BUGS AND LIMITATIONS
Note that this is still an alpha release.
If using rsync for the copy mechanism, it is recommended that you use the "--delete" and "--checksum" options. Otherwise, if the content of the directory structure varies slightly from system to system, then you may potentially sync different files from some servers than from others.
Since the copies will be performed between machines, you must be able to log into each source server to each target server (in the same group). Since empty passwords on ssh keys are insecure, the default ssh arguments enable the ssh agent for authentication (the -A option). Note that each server will need an entry in .ssh/known_hosts for each other server.
There are no known bugs in this module. Please report problems to VVu@geekfarm.org. Patches are welcome.
SEE ALSO
http://www.geekfarm.org/wu/muse/CascadeCopy.html
AUTHOR
Alex White <vvu@geekfarm.org>
LICENCE AND COPYRIGHT
Copyright (c) 2007, Alex White <vvu@geekfarm.org>
. All rights reserved.
All rights reserved.
Redistribution and use in source and binary forms, with or without modification, are permitted provided that the following conditions are met:
- Redistributions of source code must retain the above copyright notice, this list of conditions and the following disclaimer.

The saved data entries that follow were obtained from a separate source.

PR #1067, opened 2024-04-17
Adds gradle configuration for SimpleDigital watch face

garanj:
Adds gradle configuration for `SimpleDigital` watch face example.

Once added, other watch faces to follow, plus updated documentation.


WatchFaceFormat/SimpleDigital/watchface/build.gradle.kts
```diff
@@ -0,0 +1,37 @@
...
+        applicationId = "com.example.simpledigital"
+        minSdk = 33
+        targetSdk = 33
+        versionCode = 1
+        versionName = "1.0.0"
+    }
+
+    buildTypes {
+        release {
+            isMinifyEnabled = true
```
yschimke, line 34: Do you want to add `isShrinkResources = false`. I'm assuming we should disable? Probably with a comment.

yschimke, line 34: Does this build ok without a signing key?

garanj: It does build, though it doesn't deploy. I've added a comment to show that the developer should add a signingConfig.

garanj: I've sent a question to the watch face team. Will update on their response.

yschimke: I assume the build system won't understand that WFF references resources.

PR #513, opened 2022-11-18
Comments edited for wfr_utlis.py

RahiNav:
Edited comments for accepted_versions. 
Comments edited based on wfr_checks.py (for #NO-RE and #NO-NORM) and status of released experiment-sets associated with experiment type (for Official or Preliminary)


RahiNav:
Also for experiment type  like "single cell Repli-seq" and "DNA SPRITE" which are official but don't have any pipe mentioned:
'single cell Repli-seq': [''],
Do I need to add comments for these experiments as well?

PR #514, opened 2022-11-21
Errored runs chk edit

andreacosolo:
* Edited the check for errored workflow runs to only report recent ones.
  * By default in the past 30 days. This can be modified using the ``days_back`` arg.
  * Use any string different than a number to search all errored runs.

- Redistributions in binary form must reproduce the above copyright notice, this list of conditions and the following disclaimer in the documentation and/or other materials provided with the distribution.
- Neither the name of the geekfarm.org nor the names of its contributors may be used to endorse or promote products derived from this software without specific prior written permission.
THIS SOFTWARE IS PROVIDED BY THE COPYRIGHT HOLDERS AND CONTRIBUTORS "AS IS" AND ANY EXPRESS OR IMPLIED WARRANTIES, INCLUDING, BUT NOT LIMITED TO, THE IMPLIED WARRANTIES OF MERCHANTABILITY AND FITNESS FOR A PARTICULAR PURPOSE ARE DISCLAIMED. IN NO EVENT SHALL THE COPYRIGHT OWNER OR CONTRIBUTORS BE LIABLE FOR ANY DIRECT, INDIRECT, INCIDENTAL, SPECIAL, EXEMPLARY, OR CONSEQUENTIAL DAMAGES (INCLUDING, BUT NOT LIMITED TO, PROCUREMENT OF SUBSTITUTE GOODS OR SERVICES; LOSS OF USE, DATA, OR PROFITS; OR BUSINESS INTERRUPTION) HOWEVER CAUSED AND ON ANY THEORY OF LIABILITY, WHETHER IN CONTRACT, STRICT LIABILITY, OR TORT (INCLUDING NEGLIGENCE OR OTHERWISE) ARISING IN ANY WAY OUT OF THE USE OF THIS SOFTWARE, EVEN IF ADVISED OF THE POSSIBILITY OF SUCH DAMAGE.